[Provided records — start]

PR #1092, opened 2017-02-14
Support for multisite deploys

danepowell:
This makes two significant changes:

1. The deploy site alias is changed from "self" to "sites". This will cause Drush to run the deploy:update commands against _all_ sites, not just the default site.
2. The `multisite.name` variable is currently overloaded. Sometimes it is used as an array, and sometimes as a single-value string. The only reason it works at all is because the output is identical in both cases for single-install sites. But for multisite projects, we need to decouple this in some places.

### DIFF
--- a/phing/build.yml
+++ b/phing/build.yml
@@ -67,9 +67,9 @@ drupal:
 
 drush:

[Provided records — finish]
[Provided records — start]

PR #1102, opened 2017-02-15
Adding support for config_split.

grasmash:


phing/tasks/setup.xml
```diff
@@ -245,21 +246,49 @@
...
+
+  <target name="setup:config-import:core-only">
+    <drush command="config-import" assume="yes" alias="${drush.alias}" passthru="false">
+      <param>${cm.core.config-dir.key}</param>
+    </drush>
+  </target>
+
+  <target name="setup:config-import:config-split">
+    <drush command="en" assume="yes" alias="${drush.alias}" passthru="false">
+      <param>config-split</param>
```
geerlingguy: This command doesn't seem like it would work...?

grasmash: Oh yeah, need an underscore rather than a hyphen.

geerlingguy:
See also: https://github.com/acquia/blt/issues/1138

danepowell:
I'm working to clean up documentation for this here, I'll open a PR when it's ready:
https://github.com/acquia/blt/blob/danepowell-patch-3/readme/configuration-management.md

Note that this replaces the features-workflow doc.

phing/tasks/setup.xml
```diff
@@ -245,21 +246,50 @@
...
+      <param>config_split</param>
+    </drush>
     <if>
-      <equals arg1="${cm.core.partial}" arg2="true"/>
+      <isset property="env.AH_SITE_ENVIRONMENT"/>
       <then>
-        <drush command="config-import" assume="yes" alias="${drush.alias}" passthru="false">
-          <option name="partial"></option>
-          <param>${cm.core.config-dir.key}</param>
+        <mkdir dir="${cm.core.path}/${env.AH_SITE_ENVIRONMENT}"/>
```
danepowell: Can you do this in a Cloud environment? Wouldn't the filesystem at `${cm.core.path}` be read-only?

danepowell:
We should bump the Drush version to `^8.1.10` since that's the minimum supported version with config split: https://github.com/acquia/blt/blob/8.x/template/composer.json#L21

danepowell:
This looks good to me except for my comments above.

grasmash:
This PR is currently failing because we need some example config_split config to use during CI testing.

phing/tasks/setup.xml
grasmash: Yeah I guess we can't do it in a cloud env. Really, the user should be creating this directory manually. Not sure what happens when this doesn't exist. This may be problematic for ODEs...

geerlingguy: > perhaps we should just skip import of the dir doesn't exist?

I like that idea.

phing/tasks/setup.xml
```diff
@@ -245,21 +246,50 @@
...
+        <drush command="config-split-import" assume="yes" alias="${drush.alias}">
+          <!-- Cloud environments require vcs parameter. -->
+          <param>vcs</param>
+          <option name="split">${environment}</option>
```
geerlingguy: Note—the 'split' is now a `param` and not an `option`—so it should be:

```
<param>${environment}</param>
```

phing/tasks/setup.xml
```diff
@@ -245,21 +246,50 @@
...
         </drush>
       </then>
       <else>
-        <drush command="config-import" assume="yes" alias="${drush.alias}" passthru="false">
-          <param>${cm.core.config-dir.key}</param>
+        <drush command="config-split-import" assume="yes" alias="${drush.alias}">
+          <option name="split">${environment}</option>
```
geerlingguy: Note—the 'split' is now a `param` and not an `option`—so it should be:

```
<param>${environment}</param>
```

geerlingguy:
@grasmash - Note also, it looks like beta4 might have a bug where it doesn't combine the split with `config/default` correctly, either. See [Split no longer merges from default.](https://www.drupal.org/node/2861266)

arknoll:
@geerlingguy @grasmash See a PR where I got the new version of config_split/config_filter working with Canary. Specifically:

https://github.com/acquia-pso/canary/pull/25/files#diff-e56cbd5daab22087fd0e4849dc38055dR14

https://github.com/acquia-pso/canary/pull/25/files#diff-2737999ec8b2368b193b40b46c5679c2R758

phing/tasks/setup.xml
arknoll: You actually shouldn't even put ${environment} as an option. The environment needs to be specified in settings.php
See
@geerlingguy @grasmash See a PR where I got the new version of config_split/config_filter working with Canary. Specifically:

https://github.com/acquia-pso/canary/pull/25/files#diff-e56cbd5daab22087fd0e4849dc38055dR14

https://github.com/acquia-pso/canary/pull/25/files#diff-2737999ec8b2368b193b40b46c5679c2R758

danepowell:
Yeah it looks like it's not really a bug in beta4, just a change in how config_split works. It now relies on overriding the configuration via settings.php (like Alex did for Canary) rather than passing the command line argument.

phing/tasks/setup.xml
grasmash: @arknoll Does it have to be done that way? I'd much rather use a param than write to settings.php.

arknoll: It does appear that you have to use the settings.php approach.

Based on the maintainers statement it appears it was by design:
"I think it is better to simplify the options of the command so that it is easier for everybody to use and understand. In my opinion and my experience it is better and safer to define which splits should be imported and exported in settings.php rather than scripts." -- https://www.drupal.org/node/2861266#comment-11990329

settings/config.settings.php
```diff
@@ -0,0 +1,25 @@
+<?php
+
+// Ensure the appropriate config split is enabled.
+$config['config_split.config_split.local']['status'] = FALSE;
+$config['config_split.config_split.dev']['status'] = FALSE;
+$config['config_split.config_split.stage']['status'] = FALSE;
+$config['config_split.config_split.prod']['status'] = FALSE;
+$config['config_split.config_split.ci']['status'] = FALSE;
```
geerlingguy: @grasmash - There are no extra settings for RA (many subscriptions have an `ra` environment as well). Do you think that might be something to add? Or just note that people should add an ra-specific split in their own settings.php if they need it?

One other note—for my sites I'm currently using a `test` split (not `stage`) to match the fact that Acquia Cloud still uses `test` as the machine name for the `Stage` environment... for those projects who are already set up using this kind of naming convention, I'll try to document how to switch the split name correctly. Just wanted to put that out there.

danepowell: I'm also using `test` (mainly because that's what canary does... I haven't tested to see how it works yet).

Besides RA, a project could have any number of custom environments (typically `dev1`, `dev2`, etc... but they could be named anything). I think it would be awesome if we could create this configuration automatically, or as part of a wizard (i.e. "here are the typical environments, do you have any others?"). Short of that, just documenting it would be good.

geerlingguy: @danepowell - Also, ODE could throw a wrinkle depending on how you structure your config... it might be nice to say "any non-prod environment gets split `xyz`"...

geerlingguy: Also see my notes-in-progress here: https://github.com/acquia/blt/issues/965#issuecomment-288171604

[Provided records — finish]

Starting with the line above that holds "PR #1092, opened 2017-02-14" and stopping with the line that holds "1. The deploy", reproduce each line exactly, omitting all other lines.

__Solution__.
PR #1092, opened 2017-02-14
Support for multisite deploys

danepowell:
This makes two significant changes:

1. The deploy site alias is changed from "self" to "sites". This will cause Drush to run the deploy:update commands against _all_ sites, not just the default site.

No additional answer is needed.